Caution in interpretation neededBMJ 1995; 310 doi: https://doi.org/10.1136/bmj.310.6980.667 (Published 11 March 1995) Cite this as: BMJ 1995;310:667
- Stephen Senn,
- Rajesh Bakshi,
- Nathalie Ezzet
- Biometrician Central medical adviser Biometrician Medical Department, Ciba-Geigy AG, Basle CH-4002, Switzerland
EDITOR,—Considerable caution must be exercised in interpreting the results of Lyn March and colleagues' n of 1 trials in osteoarthritis.1 For example, the authors observe that “seven of he eight patients who changed treatment from baseline changed to paracetamol (P=0.07, exact binomial).” Of the 20 patients analysed, 16 were taking a non-steroidal anti-inflammatory drug and only three were taking paracetamol. Therefore, at most three patients could have changed their treatment from paracetamol.
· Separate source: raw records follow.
PR #952, opened 2026-04-24
Support and fix the `regular` constraint for MiniZinc

hbierlee:
The `regular` constraint was not in the support globals of MiniZinc, even though it was implemented. The implementation needed to be fixed as well. The convert_expression now can also handle strings, which are part of the MiniZinc language. Reification is not supported (https://github.com/MiniZinc/libminizinc/blob/ce06f39e8a7667721ed7410745d82e896bd9b16f/share/minizinc/std/fzn_regular_reif.mzn#L4).


cpmpy/solvers/minizinc.py
```diff
@@ -891,24 +892,39 @@ def zero_based(array):
...
-            # where transitions_table is a 2D array
-            array, transitions, start, accepting = expr.args
+            # MiniZinc: `regular(array[int] of var int: x, array[int,int] of opt int: d, int: q0, set of int: F)`
+            # We map CPMpy's named states to 1-indexed integers.
+            # Example:
+            #   CPMpy:   `Regular([IV0,IV1,IV2], [('a',1,'b'),('b',1,'c'),('b',0,'b'),('c',1,'c'),('c',0,'b')], 'a', ['c'])`
+            #   MiniZinc: `constraint regular([IV0,IV1,IV2], array2d(1..3, 0..1, [<>,2,2,3,2,3]), 1, {3})`
+            #            note: `d` is a 2D array `[|<>,2|2,3|2,3|]` with rows=states, cols=values
+
+            reg = cast(Regular, expr)
```
tias: it would be cleaner that you do an 'elif isinstance(expr, Regular)', then all is good and you dont need the cast... that additional isinstance here so low in the cases should have minimal effect.

WoutPiessens (approved):
The implementation looks great, one small thing: a transition dictionary object is already built in the constructor of Regular, so it can be used here.

tias (approved):
merged in master, all good if the tests pass

tias:
required a merge, esp the imports...

please have a short look Wout, also wait for the tests to finish...

WoutPiessens (commented):
"regular" was missing in the set of supported global constraints (likely due to a merge conflict). I will add it back: if the tests pass I will merge this.

PR #957, opened 2026-04-24
floatsum to still enable floats in the objective

tias:
also deprecates the use of floats in mul

if this looks good, we can apply it to the other solvers that support floats before merging (scip, highs, gurobi, cplex; maybe rc2, z3, choco, exact, hexaly?)


cpmpy/expressions/globalfunctions.py
```diff
@@ -1076,3 +1085,61 @@ def get_bounds(self) -> tuple[int, int]:
...
+    Does not inherit from Expression because it is objective only and has float .value()
+    Basically it is breaking all design rules of CPMpy...
+
+    Accepts only (numpy) floats as coefficients, and Expressions as terms.
+    """
+    name: Final = "floatsum"
+    coeffs: np.ndarray
+    terms: NDVarArray
+
+    def __init__(self, coeffs: ListLike[float|np.floating], terms: ListLike[Expression]):
```
IgnaceBleukx: Shouldn't the terms be `_NumVarImpl`? I suppose we don't do flattening as it is not an expression? So there cannot be subexpressions as part of the terms here

cpmpy/expressions/globalfunctions.py
```diff
@@ -1076,3 +1085,61 @@ def get_bounds(self) -> tuple[int, int]:
...
+            raise TypeError("FloatSum(coeffs, terms) expects at least one term")
+
+    def __repr__(self) -> str:
+        return f"FloatSum({list(self.coeffs)}, {list(self.terms)})"
+
+    def value(self) -> Optional[float]:
+        vals = argvals(self.terms)
+        if any(v is None for v in vals):
+            return None
+        return sum(c * v for c, v in zip(self.coeffs, vals))
```
IgnaceBleukx: use numpy instead? `int(np.dot(self.coeffs, vals))`

cpmpy/expressions/globalfunctions.py
IgnaceBleukx: Ah I see you do get_or_make_var in the solver interface, then its ok I suppose. Or is it? What about unsafe expressions? Does that sill work?

E.g., `FloatSum([1,2,3], [x,y, x/y])` where `y` covers 0.

Ah yes because it is toplevel, so that should be fine.

cpmpy/solvers/cplex.py
```diff
@@ -301,22 +302,35 @@ def objective(self, expr, minimize=True):
...
-                                                      supported_reified=self.supported_reified_global_constraints,
-                                                      csemap=self._csemap)
-        obj, flat_cons = flatten_objective(obj, csemap=self._csemap)
-        obj, self._obj_offset = only_positive_bv_wsum_const(obj) # remove negboolviews
-
-        self.add(safe_cons + decomp_cons + flat_cons)
-
-        # make objective function or variable and post
-        cplex_obj = self._make_numexpr(obj)
+        if isinstance(expr, FloatSum):
```
IgnaceBleukx, line 320: Why not put this part in the `_make_numexpr` helper function? It will not be triggered by the `add` code as we already have check there

cpmpy/solvers/z3.py
```diff
@@ -256,7 +257,13 @@ def solve(self, time_limit:Optional[float]=None, assumptions:Optional[Iterable[_
             # translate objective, for optimisation problems only
             if self.has_objective():
                 obj = self.z3_solver.objectives()[0]
-                self.objective_value_ = sol.evaluate(obj).as_long() 
+                obj_val = sol.evaluate(obj)
+                if z3.is_int_value(obj_val):
+                    self.objective_value_ = obj_val.as_long()
+                elif z3.is_rational_value(obj_val):
+                    self.objective_value_ = obj_val.numerator_as_long() / obj_val.denominator_as_long()
```
IgnaceBleukx: Document this?

IgnaceBleukx (changes requested):
Overall seems fine; it's very different from our expressions, but that is the point, of course.

There is quite some duplication of handling the FloatSums in the solver interfaces; maybe it's better to move it to the `_make_numexpr` helper functions?

Main thing for me is some missing docs: e.g., in the template, and in the main modeling docs, making it clear `FloatSum` and `DirectConstraint` are the ONLY things where you are allowed to use floats.

A follow-up PR should probably go through all of the `is_num` checks and replace them with `is_int` instead?

tias:
removing the is_num's, yes, but its expansive... some are these are in the constructors that we are still cleaning up anyway, so I think after properly typing the constructors is best

cpmpy/expressions/globalfunctions.py
tias: no yes, non-nested is the intention! will fix

cpmpy/expressions/globalfunctions.py
tias: idd

cpmpy/expressions/globalfunctions.py
tias: its not toplevel its nested. it does look like I intended it to be expressions, but we better do variables, this is supposed to be an exceptional class anyway

cpmpy/solvers/cplex.py
tias: no, its objective only, I think it should be in the objective() functions... I don't really mind the duplicate codes at this point

tias:
I refactored it in parallel...

It was failing on negboolviews for some solvers, and there was also the open thing of constants.

Its still a bit a non-well-typed mess: in the current form we can let the solverobject overwrite `objective()` to also accept FloatSum (I would not do this in Model... so the tests directly need to call the solverobject, we would have to document this). This is allowed by the type mechanism.

but then, the current code lets `objective_value()` return int|float, but that is not allowed by the type mechanism... so we would have to convert it to int, and we would have to document that you need to read the objective straight from the FloatSum? (for finite-precision/comparison reasons, this might actually be OK)

(both are not actually visible yet because our typing has not advanced that much yet)

tias:
- refactored to have fewer duplicate code (and also store a constant, and be able to not return negboolviews)
- typed model.minimize/maximize/objective_value and friends as int
- floatsum only in specific solver interfaces
- added docs in multiple places, including FLOBJ as new capability in capability table

please re-review

cpmpy/expressions/globalfunctions.py
```diff
@@ -51,6 +51,16 @@ def __init__(self, args):
             def decompose(self):
                 return (self.args[0] + self.args[1]), []  # the decomposition
 
+    Objective-only :class:`FloatSum`
+    -------------------------------
+
+    :class:`FloatSum` is **not** an Expression nor a GlobalFunction.
+    It is only supported by some solvers (ortools, gurobi, cplex, scip, z3, minizinc, highs, hexaly),
+    and must be passed directly to that solver's :meth:`~cpmpy.solvers.solver_interface.SolverInterface.minimize`
+    / :meth:`~cpmpy.solvers.solver_interface.SolverInterface.maximize`
```
IgnaceBleukx: For consistency: I think elsewhere in the code base we use :func: instead of :meth:?

cpmpy/expressions/globalfunctions.py
```diff
@@ -1091,3 +1110,94 @@ def get_bounds(self) -> tuple[int, int]:
...
+
+    Accepts only (numpy) floats as coefficients, decision variables (including NegBoolView) as terms,
+    and an optional float constant term (default ``0.0``).
+    """
+    name: Final = "floatsum"
+    coeffs: np.ndarray
+    vars: NDVarArray
+    const: float
+
+    def __init__(self, coeffs: ListLike[float|np.floating], vars: ListLike[_NumVarImpl], const: float|np.floating = 0.0):
```
IgnaceBleukx, line 1141: docstring for the intit function?
(I suppose just the past paragraph in the docstring of the class , but witht the "Arguments:" and "Return" thingies?)

cpmpy/expressions/globalfunctions.py
```diff
@@ -1091,3 +1110,94 @@ def get_bounds(self) -> tuple[int, int]:
...
+            # typing is wrong: numpy preserves our ndarray subclass
+            self.vars = cast(NDVarArray, flat)
+
+        if self.coeffs.size != self.vars.size:
+            raise TypeError(f"FloatSum(coeffs, terms) expects equal lengths, got {self.coeffs.size} coefficients and {self.vars.size} terms")
+        if self.coeffs.size == 0:
+            raise TypeError("FloatSum(coeffs, terms) expects at least one term")
+
+    def __repr__(self) -> str:
+        if self.const:
```
IgnaceBleukx: At first I thought this was checking for None, but its checking if it's 0, maybe add a comment?

cpmpy/expressions/globalfunctions.py
```diff
@@ -1091,3 +1110,94 @@ def get_bounds(self) -> tuple[int, int]:
...
+            return f"FloatSum({list(self.coeffs)}, {list(self.vars)}, constant={self.const})"
+        return f"FloatSum({list(self.coeffs)}, {list(self.vars)})"
+
+    def value(self) -> Optional[float]:
+        vals = argvals_intexpr(self.vars)
+        if vals is None:
+            return None
+        return float(np.dot(self.coeffs, vals) + self.const)
+
+    def components(self, negbool=False) -> tuple[np.ndarray, NDVarArray, float]:
```
IgnaceBleukx: Can/should we type the NDVarArray that is returned here with `_NumVarImpl`?

cpmpy/expressions/globalfunctions.py
```diff
@@ -1091,3 +1110,94 @@ def get_bounds(self) -> tuple[int, int]:
...
+    def __gt__(self, other: object) -> NoReturn: self._raise_objective_only()
+    def __ge__(self, other: object) -> NoReturn: self._raise_objective_only()
+    def __add__(self, other: object) -> NoReturn: self._raise_objective_only()
+    def __radd__(self, other: object) -> NoReturn: self._raise_objective_only()
+    def __sub__(self, other: object) -> NoReturn: self._raise_objective_only()
+    def __rsub__(self, other: object) -> NoReturn: self._raise_objective_only()
+    def __mul__(self, other: object) -> NoReturn: self._raise_objective_only()
+    def __rmul__(self, other: object) -> NoReturn: self._raise_objective_only()
+    def __neg__(self) -> NoReturn: self._raise_objective_only()
+    def __abs__(self) -> NoReturn: self._raise_objective_only()
```
IgnaceBleukx, line 1222: Missing a couple here: pow, truediv, floordiv, mod
https://www.pythonmorsels.com/every-dunder-method/

cpmpy/expressions/globalfunctions.py
```diff
@@ -1091,3 +1110,94 @@ def get_bounds(self) -> tuple[int, int]:
...
+                    ws.append(-w)
+                    vs.append(v._bv)
+                    const += w
+                else:
+                    ws.append(w)
+                    vs.append(v)
+            return np.asarray(ws, dtype=float), cpm_array(vs), const
+
+    def _raise_objective_only(self) -> NoReturn:
+        raise TypeError("FloatSum is objective-only. Use it directly in solver minimize()/maximize().")
```
IgnaceBleukx: Its more specific than that, maybe: `FloatSum cannot be used as a subexpression` or something?

(Btw: we probably want something similar implemented for DirectConstraint)

cpmpy/solvers/cplex.py
```diff
@@ -251,10 +255,10 @@ def solve(self, time_limit:Optional[float]=None, **kwargs):
             # set _objective_value
             if self.has_objective():
                 obj_val = self.cplex_model.get_objective_expr().solution_value
-                if round(obj_val) == obj_val: # it is an integer?:
+                if round(obj_val) == obj_val:  # its integer
                     self.objective_value_ = round(obj_val)
-                else: #  can happen with DirectVar or when using floats as coefficients
-                    self.objective_value_ = float(obj_val)
+                else:  # FloatSum objective, must be read through FloatSum.value()
```
IgnaceBleukx: Are we sure of this? Is there no other way the solver can return a float as objective value? (e.g., due to precision issues? 
I think it's safer to explicitely test if we posted a FloatSum

cpmpy/solvers/cplex.py
```diff
@@ -304,22 +314,28 @@ def objective(self, expr, minimize=True):
...
-        obj, self._obj_offset = only_positive_bv_wsum_const(obj) # remove negboolviews
-
-        self.add(safe_cons + decomp_cons + flat_cons)
-
-        # make objective function or variable and post
-        cplex_obj = self._make_numexpr(obj)
+        if isinstance(expr, FloatSum):
+            ws, vs, const = expr.components()
+            self.user_vars.update(vs)  # save user variables
+            self._obj_offset = const
```
IgnaceBleukx, line 323: We don't do anything with this offset in the case of floatsum, right? Its computed through the FloatSum.value function.

BUt actually, for the non-floatsum case, we should add this to the objective value after solving...

cpmpy/expressions/globalfunctions.py
IgnaceBleukx: Also `allow_negbool` would be more intuitive

cpmpy/solvers/ortools.py
```diff
@@ -278,10 +281,10 @@ def solve(self, time_limit:Optional[float]=None, assumptions:Optional[Iterable[_
...
             if self.has_objective():
                 ort_obj_val = self.ort_solver.objective_value
-                if round(ort_obj_val) == ort_obj_val: # it is an integer?
-                    self.objective_value_ = round(ort_obj_val)  # ensure it is an integer
-                else: # can happen when using floats as coeff in objective
-                    self.objective_value_ = float(ort_obj_val)
+                if round(ort_obj_val) == ort_obj_val:  # its integer
+                    self.objective_value_ = int(ort_obj_val)
+                else:  # FloatSum objective, must be read through FloatSum.value()
+                    self.objective_value_ = None
```
IgnaceBleukx, line 289: Yes so for OR-Tools its probably fine to do it like this, but for the MIP solvers we should do an extra whether we have posted a FloatSum I think

IgnaceBleukx (changes requested):
Good, almost there I think.

The main question mark for me is the objective value return.
I.e., are we sure that we will always have a float as objective value if and only if we have a FloatSum objective?

I tweaked some tests, but overall ok; docs also look fine.

cpmpy/expressions/globalfunctions.py
tias: Had to look up/ask Sphinx conventions: solver minimize/maximize/objective_value are class methods of the SolverInterface class, so :meth: with full qualified paths. :func: kept only for module-level functions (decompose_in_tree, boolvar, etc.). So kept meth here (with a qualified path update)

tias: also update the docs/developers.md (not on readthedocs public yet)

cpmpy/expressions/globalfunctions.py
tias: `allow_negbool`: agreed

I don't know if there is a way to type the NDVarArray as containing _NumVarImpls? it contains objects from dtype perspective... not opening that can of worms : )

cpmpy/expressions/globalfunctions.py
tias: sure

cpmpy/expressions/globalfunctions.py
tias: I'm leaving the fun of doing it for DirectConstraint to others : )

cpmpy/solvers/cplex.py
tias: oh, good catch. We did it in SolveAll(), but not yet in Solve(), fixed

cpmpy/solvers/cplex.py
tias: right... that might happen; so we actually have to store the cpmpy object like we do for exact... refactoring

IgnaceBleukx (approved):
Had to do a final cleanup for Hexaly as there was some duplicated logic (`is_satisfaction` and `objective_ is None`).

It should be good to go now, I think.
Final thing I'm wondering is: should we raise some warning/error if the user provides a FloatSum to `Model.objective`? I know it's "enforced" by the type system, but it might be good to also explicitly point the user to the docs describing how to do floatsum?

tias:
I've added an assert that the argument to Model.objective is an Expression

I don't want to mention FloatSum there... its a special thing for special occasions, not something we want to put centerfold.

tias:
A few final non-essential fixes added (some from the just merged negate before decomp).

I think its finally ready!

IgnaceBleukx (approved):
Great I think we're there now!
Now all of our expressions are float-free based on the type system, and some hard checks such as in Multiplication.

In theory, a user can of course still use floats (e.g., `Operator("wsum", [[0.1,0.2,0.3], [x,y,z]])`) but such things are not allowed by the type system, and will probably fail later in the system : )

PR #958, opened 2026-04-24
listlike: switch from invariant list[T] to covariant Sequence[t]

tias:
so list[Expression] was not a ListLike[ExprLike]...

because list is mutable, and mutable collections are type 'invariant'; what we want is 'covariant' behaviour which would treat Expression as a subclass of ExprLike
https://mypy.readthedocs.io/en/stable/common_issues.html#invariance-vs-covariance

The Sequence type covers tuple and list (and others, like iterators I think) and it is covariant, so that resolves that (and accepts other things we also accept, because we just use generic sequence (iterate, select element) functions on it

### DIFF
--- a/cpmpy/expressions/core.py
+++ b/cpmpy/expressions/core.py
@@ -103,7 +103,7 @@ from ..exceptions import TypeError
 
 # Common typing helpers
 T = TypeVar("T")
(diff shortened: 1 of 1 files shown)


IgnaceBleukx (approved):
Good to go. In a next PR we should check where we use ListLikes and do unnecessary `new_lst[T] = lst` assertions to make mypy happy.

Furthermore, the authors implicitly assume that failure to find a significant difference in favour of diclofenac in the n of 1 trials considered constituted adequate grounds for preferring paracetamol. In drug development generally it is many years since failure to find a significant difference has been accepted as “proof” of equivalence. For fixed effects an n of 1 trial with three pairs of treatment periods has roughly the same power as a two period crossover with three patients; this is inadequate to establish treatment effects in osteoarthritis. We have reconstituted the variances of the individual estimates of the differences between treatments from the authors' table and find an average variance of 33 for pain scores. If the clinically relevant difference (between paracetamol and diclofenac) was 10 mm the power to detect a significant difference would be only 33%; thus, using a significance test under such circumstances one would, on average, incorrectly designate two thirds of patients as “adequately controlled” with paracetamol.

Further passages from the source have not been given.